15.37 List two important characteristics for polymers that are to be used in fiber applications.

Solution

Two important characteristics for polymers that are to be used in fiber applications are: (1) they must have high molecular weights, and (2) they must have chain configurations/structures that will allow for high degrees of crystallinity.

15.38 Cite five important characteristics for polymers that are to be used in thin-film applications.

Solution

Five important characteristics for polymers that are to be used in thin-film applications are: (1) low density; (2) high flexibility; (3) high tensile and tear strengths; (4) resistance to moisture/chemical attack; and (5) low gas permeability.

15.39 Cite the primary differences between addition and condensation polymerization techniques.

Solution

For addition polymerization, the reactant species have the same chemical composition as the monomer species in the molecular chain. This is not the case for condensation polymerization, wherein there is a chemical reaction between two or more monomer species, producing the repeating unit. There is often a low molecular weight by-product for condensation polymerization; such is not found for addition polymerization.

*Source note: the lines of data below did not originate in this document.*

PR #4224, opened 2026-07-21
Contextually type comprehension arguments during overload resolution

### LINKED ISSUE #4167: Overload resolution doesn't do "expected type" literal narrowing through a comprehension
### Describe the Bug

```py

from typing import Literal, overload

Order = Literal["ascending", "descending"]


@overload
def sort_indices(sort_keys: Sequence[tuple[str, Order]]) -> str: ...
@overload
def sort_indices(sort_keys: str) -> int: ...
def sort_indices(sort_keys: Sequence[tuple[str, Order]] | str) -> str | int:
    return 0


names = ["a", "b"]
result = sort_indices([(name, "ascending") for name in names])
```

I think `sort_indices` should be able to accept `[(name, "ascending") for name in names]`, as it's a `Sequence` of `tuple[str, Order]`?

```console
(scratch) mgorelli@marcoslaptop:~/scratch$ mypy t.py
All checks passed!
ERROR No matching overload found for function `sort_indices` called with arguments: (list[tuple[str, str]]) [no-matching-overload]
  --> t.py:18:22
   |
18 | result = sort_indices([(name, "ascending") for name in names])
   |                      ^^^^^^^^^^^^^^^^^^^^^^^^^^^^^^^^^^^^^^^^^
   |
  Possible overloads:
    (sort_keys: Sequence[tuple[str, Order]]) -> str [closest match]
    (sort_keys: str) -> int
  Argument `list[tuple[str, str]]` is not assignable to parameter `sort_keys` with type `Sequence[tuple[str, Order]]` in function `sort_indices`
 INFO 1 error
```

Spotted in [Narwhals](https://github.com/narwhals-dev/narwhals). Got a bit of help from Claude for narrowing down a dependency-free reproducer

### Sandbox Link

https://pyrefly.org/sandbox/?project=N4IgZglgNgpgziAXKOBDAdgEwEYHsAeAdAA4CeS4ATrgLYAEA%2Bg2AK4AuLlMTdENxuSmzoZ0uNqjYRc6OAB10CsNXoBjXFFiqpMuIVTZVvfoOEBlGAEcWMdKphKVdNqWIR0Ac2MChdADIQbDCUqFAANHS4AG7BULiomAoKAPKUmMF0ALz%2BgcGhANpyIKhw9ljuHkURRemltpgVRQC6SYroAALRsfGJWDBgdHCmDO4N9nAAFENCDADWMKRwiHQW1rb2%2BRzEsPlwbJQRqemUTU0AlHQAtAB8g-vLhI8KnTGUcQkK6QPTbCPl41NhvNFss9pQLjdeOg2A8nn1vsNRhAAT85gslisrDY7DBNixtriwYc0sFTnQAD53cFXW5gilQmEKOjMuhcDiUdB0AAMrQU6FQNHgWTohWKVToRWwzQUXDgLCgwmyqKRAPyE35guqxTq5U8RQuYEEdA1MChxoF8HOChAYRAZC4YCgpEIbFoUAoAGI6AAFUgOp2DDA4Ah0dToSAeTiSaToQgKL0WU0ACzYbGISwA9Bn7f0nYRBB4M7YM5hcKo4BmwxGozp0Bm6IbKCIoqhoAZYKGZNWQrXIsRa3oFGQ2EmZJdXnAY8KigBmQgARgATEUFPlgtRKHAWugWOg%2BD4gphLg0uNoIDFhQByCAeMRcS988SXLjWCBcI-Ay6oVTjOBXgDuqAcg%2B6AgAAvra35SDEABi0AwBQaBYHgRBkOBQA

15.43 Cite four factors that determine what fabrication technique is used to form polymeric materials.

Solution

Four factors that determine what fabrication technique is used to form polymeric materials are: (1) whether the polymer is thermoplastic or thermosetting; (2) if thermoplastic, the softening temperature; (3) atmospheric stability; and (4) the geometry and size of the finished product.

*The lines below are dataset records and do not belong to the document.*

PR #4226, opened 2026-07-21
Remove redundant pieces of the IGNORE_COMMENT_REGEX

oprypin:
# Summary

This is a no-op refactor.

Each branch of this regex contains a copy of the construct `\s*(?:;\s*)?[^#]*`, but the last part of it already covers everything that the other parts could possibly cover, so we remove them.

# Test Plan

No functionality is changed, so if all preexisting tests pass, that should be sufficient.
And in my brief manual usage of `pyrefly suppress` I didn't encounter any issues.

### DIFF
--- a/pyrefly/lib/error/suppress.rs
+++ b/pyrefly/lib/error/suppress.rs
@@ -43,13 +43,13 @@ use crate::state::errors::sorted_multi_line_string_ranges;
 /// Each consumes all non-`#` characters after its ignore pattern, so removing one
 /// suppression preserves any other pragma later on the same line.
 static PYREFLY_IGNORE_COMMENT_REGEX: LazyLock<Regex> = LazyLock::new(|| {
-    Regex::new(r"#\s*pyrefly:\s*ignore\s*(\[[^\]]*\])?\s*(?:;\s*)?[^#]*").unwrap()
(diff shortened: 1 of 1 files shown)


NathanTempest (approved):
Thanks @oprypin the analysis is correct: \s* and (?:;\s*)? only ever match non-# characters, and the trailing [^#]* already subsumes them greedily, so this is a genuine no-op (same matched extent; the removed group is non-capturing, and the callsite replaces the whole match, so nothing downstream shifts).

One heads-up: since you opened this, main refactored that single combined IGNORE_COMMENT_REGEX into three separate constants (PYREFLY_IGNORE_COMMENT_REGEX, TYPE_IGNORE_COMMENT_REGEX, PYRE_IGNORE_COMMENT_REGEX), all of which still carry the same redundancy. I'm importing this and applying the equivalent cleanup across the three so we can land it with your authorship, no action needed on your end and keep contributing. We really appreciate your time and effort!

NathanTempest:
Hello @oprypin I am not able to import this PR as it is stale, can you rebase this PR so I could import this cleanly ?

NathanTempest:
After you rebase, you could do the changes in the other places yourself or you could simply push it, so I can import it and do the changes myself. Either is fine, and you are credited as the author of this diff. Thank you for your contribution!

But until you push the rebased commit, I cannot import it due to CI failures.

oprypin:
Alright! I reapplied the changes according to the latest state of the code.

15.44 Contrast compression, injection, and transfer molding techniques that are used to form plastic materials.

Solution

This question requests that we compare polymer molding techniques. For compression molding, both heat and pressure are applied after the polymer and necessary additives are situated between the mold members. For transfer molding, the solid materials (normally thermosetting in nature) are first melted in the transfer chamber prior to being forced into the die. And, for injection molding (normally used for thermoplastic materials), the raw materials are impelled by a ram through a heating chamber, and finally into the die cavity

15.D1 (a) List several advantages and disadvantages of using transparent polymeric materials for eyeglass lenses. (b) Cite four properties (in addition to being transparent) that are important for this application. (c) Note three polymers that may be candidates for eyeglass lenses, and then tabulate values of the properties noted in part (b) for these three materials.

Solution

(a) Several advantages of using transparent polymeric materials for eyeglass lenses are: they have relatively low densities, and, therefore, are light in weight; they are relatively easy to grind to have the desired contours; they are less likely to shatter than are glass lenses; wraparound lenses for protection during sports activities are possible; and they filter out more ultraviolet radiation than do glass lenses. The principal disadvantage of these types of lenses is that some are relatively soft and are easily scratched (although antiscratch coatings may be applied). Plastic lenses are not as mechanically stable as glass, and, therefore, are not as precise optically. (b) Some of the properties that are important for polymer lens materials are: they should be relatively hard in order to resist scratching; they must be impact resistant; they should be shatter resistant; they must have a relatively high index of refraction such that thin lenses may be ground for very nearsighted people; and they should absorb significant proportions of all types of ultraviolet radiation, which radiation can do damage to the eye tissues. (c) Of those polymers discussed in this chapter and Chapter 14, likely lens candidates are polystyrene, poly(methyl methacrylate), and polycarbonate; these three materials are not easily crystallized, and, therefore, are normally transparent. Upon consultation of their fracture toughnesses (Table B.5 in Appendix B), polycarbonate is the most superior of the three. Commercially, the two plastic lens materials of choice are polycarbonate and allyl diglycol carbonate (having the trade name CR-39). Polycarbonate is very impact resistant, but not as hard as CR- 39. Furthermore, PC comes in both normal and high refractive-index grades.